### [ACTIVITY]
The entries underneath need to be duplicated exactly, with none omitted.

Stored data
PR #6452, opened 2023-06-12
feat: Create issue feedback UI on public form interface

mayying:
## Problem
Currently when respondents face any difficulties in submitting a form, they have no direct way to contact the form admin for help.

Closes FRM-998.

## Solution
Create a floating action button that pops up a modal to allow respondent to submit issue they encounter while filling form.

**Breaking Changes** 

**Features**:

- Display a sticky floating message button when respondent is filling in form (and also in preview mode).
- Upon clicking the button, a pop up modal should show up allowing user to report their issue. An optional choice of supplying their contact information (email) is provided in order for admin to contact them (if admin wishes to do so).

## Before & After Screenshots

**BEFORE**:
image

**AFTER**:
- Floating message button in the bottom right corner.
image
- Pop up modal upon clicking on the button.
image
- Upon clicking send report, a toast indicating successful submission is shown.
image

## Tests

- [ ] In public form, respondent can always see the issue feedback button (message icon) in the bottom right corner of the screen to report an issue.
- [ ] Create a long form and scroll through it, respondent should still be able to see the message button.
- [ ] When hover over the button, a `Report an issue` tooltip is displayed.
- [ ] Click on the button, a pop up modal should show up, allowing user to report any issue they wish.
- [ ] Respondent cannot submit the form if the description box is empty, a validation error is shown below the text box, stating `This field is required`.
- [ ] Respondent can submit the form if the contact box is empty.
- [ ] Respondent must key in a valid email (in term of format), otherwise a validation error will be shown below the text box, stating `Please enter a valid email`
- [ ] No email OTP verification is required for the email.
- [ ] Check that it's the same flow as in the preview form, except that upon submission of the feedback, a toast showing `Thank you for submitting your feedback! Since you are in preview mode, the feedback is not stored.`
- [ ] Validate all other pages (admin creation form, post submission form) do not have the issue feedback button.
- [ ] Validate that form admin receives an email notification (at most 1 form per form per day) saying respondents are facing issues with their form
- [ ] Validate that the form issues are correctly listed on the Response tab in admin page


frontend/src/features/public-form/components/FormIssueFeedback/FormIssueFeedbackContainer.tsx
```diff
@@ -0,0 +1,11 @@
+import { Box } from '@chakra-ui/react'
+
+import { FormIssueFeedbackButton } from './FormIssueFeedbackButton'
+
+export const FormIssueFeedbackContainer = (): JSX.Element | null => {
```
LinHuiqing:
```suggestion
export const FormIssueFeedbackContainer = (): JSX.Element => {
```
`null` type not required as the return type is constant here

frontend/src/features/public-form/components/FormIssueFeedback/FormIssueFeedbackContainer.tsx
```diff
@@ -0,0 +1,11 @@
...
+  return (
+    <Box py={{ base: '1.5rem', md: '2.5rem' }} w="100%">
```
LinHuiqing: Is there a need for this box wrapper? based on what I'm seeing on my local, it seems that it just adds an empty box at the bottom of the form, which I don't think is needed?

frontend/src/features/public-form/components/FormIssueFeedback/FormIssueFeedbackButton.tsx
```diff
@@ -0,0 +1,40 @@
...
+export const FormIssueFeedbackButton = (): JSX.Element => {
+  const { isOpen, onOpen, onClose } = useDisclosure()
+  const { isPreview } = usePublicFormContext()
+
+  return (
+    <Flex
+      position="fixed"
+      bottom="2.625rem"
+      right="2.75rem"
+      cursor="pointer"
```
LinHuiqing: cute LOL (though probably not needed)

frontend/src/features/public-form/components/FormIssueFeedback/FormIssueFeedbackContainer.tsx
LinHuiqing: If you take a look at the UI changeset on chromatic, you can see that this adds a space to the end of all the form things (don't think this is intended?)

frontend/src/features/public-form/PublicFormPage.tsx
```diff
@@ -9,6 +9,7 @@ import FormFields from './components/FormFields'
 import { FormSectionsProvider } from './components/FormFields/FormSectionsContext'
 import { FormFooter } from './components/FormFooter'
 import FormInstructions from './components/FormInstructions'
+import FormPreSubmissionFeedback from './components/FormIssueFeedback'
```
LinHuiqing: Is this change in name intentional? Why not keep it as `FormIssueFeedback`?

LinHuiqing (changes requested):
Thanks for the PR! Generally lgtm!

However, I think this should go out _after_ BE endpoints are out, so we don't have lost feedback from users, like they give us feedback and expect us to follow up, but we can't cos this is pure FE. Other than that, only 2 main points to fix:

1. FormIssueFeedbackContainer adds a block of white space - can probably do away with the wrapper and use the button component directly.

2. There's a bug in error handling where all boxes are highlighted when there is an error in either field (refer to screenshot below). This should not be the case - only the field with the error should be highlighted.

Screenshot 2023-06-19 at 10 27 41 AM

frontend/src/features/public-form/components/FormIssueFeedback/FormIssueFeedbackButton.tsx
LinHuiqing: Oh just noticed that we do actually use the pointer cursor for form field editing! :O cool cool let's keep this hahaha

KenLSM: Just casually popping in, iirc our `.button` has a default `cursor: "pointer"`.

LinHuiqing: Ooh okay yea that'll be cleaner 👀 (can refer to the preview / add collborator button I think @mayying)

KenLSM: As discussed offline, most of the time, we want to associate the `cursor` property to the actual html element that handles the click event, as `cursor: "pointer"` implies to the user that this "area" is interactable.

In this particular situation, the child is the ones that handles the `clickEvents`. This may cause some dissonance in terms of the touchable area for the user if the child has a `margin`, etc.

We could look at removing `as="a"` from the `<IconButton />` so that it will behave as a `button` which inherently provides `cursor: "pointer"`.

frontend/src/features/public-form/PublicFormPage.tsx
mayying: Missed this one out while i was renaming, thx for pointing it out

frontend/src/features/public-form/components/FormIssueFeedback/FormIssueFeedbackButton.tsx
mayying: thanks for sharing this. wouldnt have noticed the diff by myself. updated it!

frontend/src/features/public-form/components/FormIssueFeedback/FormIssueFeedbackContainer.tsx
mayying: thanks for sharing the changeset, did not notice this cool feature before! updated them!

KenLSM (approved):
LGTM, pending a minor lint issue with `'isEmpty' is defined but never used`

LinHuiqing:
~~@mayying anything preventing this from being pushed to develop? Other than conflicts.~~

Eh ps commented this on the wrong PR. 😓

LinHuiqing (approved):
LGTM! Realised that I need to approve too to unblock oops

### [TASK SOLUTION]
PR #6452, opened 2023-06-12
feat: Create issue feedback UI on public form interface

mayying:
## Problem
Currently when respondents face any difficulties in submitting a form, they have no direct way to contact the form admin for help.

Closes FRM-998.

## Solution
Create a floating action button that pops up a modal to allow respondent to submit issue they encounter while filling form.

**Breaking Changes** 

**Features**:

- Display a sticky floating message button when respondent is filling in form (and also in preview mode).
- Upon clicking the button, a pop up modal should show up allowing user to report their issue. An optional choice of supplying their contact information (email) is provided in order for admin to contact them (if admin wishes to do so).

## Before & After Screenshots

**BEFORE**:
image

**AFTER**:
- Floating message button in the bottom right corner.
image
- Pop up modal upon clicking on the button.
image
- Upon clicking send report, a toast indicating successful submission is shown.
image

## Tests

- [ ] In public form, respondent can always see the issue feedback button (message icon) in the bottom right corner of the screen to report an issue.
- [ ] Create a long form and scroll through it, respondent should still be able to see the message button.
- [ ] When hover over the button, a `Report an issue` tooltip is displayed.
- [ ] Click on the button, a pop up modal should show up, allowing user to report any issue they wish.
- [ ] Respondent cannot submit the form if the description box is empty, a validation error is shown below the text box, stating `This field is required`.
- [ ] Respondent can submit the form if the contact box is empty.
- [ ] Respondent must key in a valid email (in term of format), otherwise a validation error will be shown below the text box, stating `Please enter a valid email`
- [ ] No email OTP verification is required for the email.
- [ ] Check that it's the same flow as in the preview form, except that upon submission of the feedback, a toast showing `Thank you for submitting your feedback! Since you are in preview mode, the feedback is not stored.`
- [ ] Validate all other pages (admin creation form, post submission form) do not have the issue feedback button.
- [ ] Validate that form admin receives an email notification (at most 1 form per form per day) saying respondents are facing issues with their form
- [ ] Validate that the form issues are correctly listed on the Response tab in admin page


frontend/src/features/public-form/components/FormIssueFeedback/FormIssueFeedbackContainer.tsx
```diff
@@ -0,0 +1,11 @@
+import { Box } from '@chakra-ui/react'
+
+import { FormIssueFeedbackButton } from './FormIssueFeedbackButton'
+
+export const FormIssueFeedbackContainer = (): JSX.Element | null => {
```
LinHuiqing:
```suggestion
export const FormIssueFeedbackContainer = (): JSX.Element => {
```
`null` type not required as the return type is constant here

frontend/src/features/public-form/components/FormIssueFeedback/FormIssueFeedbackContainer.tsx
```diff
@@ -0,0 +1,11 @@
...
+  return (
+    <Box py={{ base: '1.5rem', md: '2.5rem' }} w="100%">
```
LinHuiqing: Is there a need for this box wrapper? based on what I'm seeing on my local, it seems that it just adds an empty box at the bottom of the form, which I don't think is needed?

frontend/src/features/public-form/components/FormIssueFeedback/FormIssueFeedbackButton.tsx
```diff
@@ -0,0 +1,40 @@
...
+export const FormIssueFeedbackButton = (): JSX.Element => {
+  const { isOpen, onOpen, onClose } = useDisclosure()
+  const { isPreview } = usePublicFormContext()
+
+  return (
+    <Flex
+      position="fixed"
+      bottom="2.625rem"
+      right="2.75rem"
+      cursor="pointer"
```
LinHuiqing: cute LOL (though probably not needed)

frontend/src/features/public-form/components/FormIssueFeedback/FormIssueFeedbackContainer.tsx
LinHuiqing: If you take a look at the UI changeset on chromatic, you can see that this adds a space to the end of all the form things (don't think this is intended?)

frontend/src/features/public-form/PublicFormPage.tsx
```diff
@@ -9,6 +9,7 @@ import FormFields from './components/FormFields'
 import { FormSectionsProvider } from './components/FormFields/FormSectionsContext'
 import { FormFooter } from './components/FormFooter'
 import FormInstructions from './components/FormInstructions'
+import FormPreSubmissionFeedback from './components/FormIssueFeedback'
```
LinHuiqing: Is this change in name intentional? Why not keep it as `FormIssueFeedback`?

LinHuiqing (changes requested):
Thanks for the PR! Generally lgtm!

However, I think this should go out _after_ BE endpoints are out, so we don't have lost feedback from users, like they give us feedback and expect us to follow up, but we can't cos this is pure FE. Other than that, only 2 main points to fix:

1. FormIssueFeedbackContainer adds a block of white space - can probably do away with the wrapper and use the button component directly.

2. There's a bug in error handling where all boxes are highlighted when there is an error in either field (refer to screenshot below). This should not be the case - only the field with the error should be highlighted.

Screenshot 2023-06-19 at 10 27 41 AM

frontend/src/features/public-form/components/FormIssueFeedback/FormIssueFeedbackButton.tsx
LinHuiqing: Oh just noticed that we do actually use the pointer cursor for form field editing! :O cool cool let's keep this hahaha

KenLSM: Just casually popping in, iirc our `.button` has a default `cursor: "pointer"`.

LinHuiqing: Ooh okay yea that'll be cleaner 👀 (can refer to the preview / add collborator button I think @mayying)

KenLSM: As discussed offline, most of the time, we want to associate the `cursor` property to the actual html element that handles the click event, as `cursor: "pointer"` implies to the user that this "area" is interactable.

In this particular situation, the child is the ones that handles the `clickEvents`. This may cause some dissonance in terms of the touchable area for the user if the child has a `margin`, etc.

We could look at removing `as="a"` from the `<IconButton />` so that it will behave as a `button` which inherently provides `cursor: "pointer"`.

frontend/src/features/public-form/PublicFormPage.tsx
mayying: Missed this one out while i was renaming, thx for pointing it out

frontend/src/features/public-form/components/FormIssueFeedback/FormIssueFeedbackButton.tsx
mayying: thanks for sharing this. wouldnt have noticed the diff by myself. updated it!

frontend/src/features/public-form/components/FormIssueFeedback/FormIssueFeedbackContainer.tsx
mayying: thanks for sharing the changeset, did not notice this cool feature before! updated them!

KenLSM (approved):
LGTM, pending a minor lint issue with `'isEmpty' is defined but never used`

LinHuiqing:
~~@mayying anything preventing this from being pushed to develop? Other than conflicts.~~

Eh ps commented this on the wrong PR. 😓

LinHuiqing (approved):
LGTM! Realised that I need to approve too to unblock oops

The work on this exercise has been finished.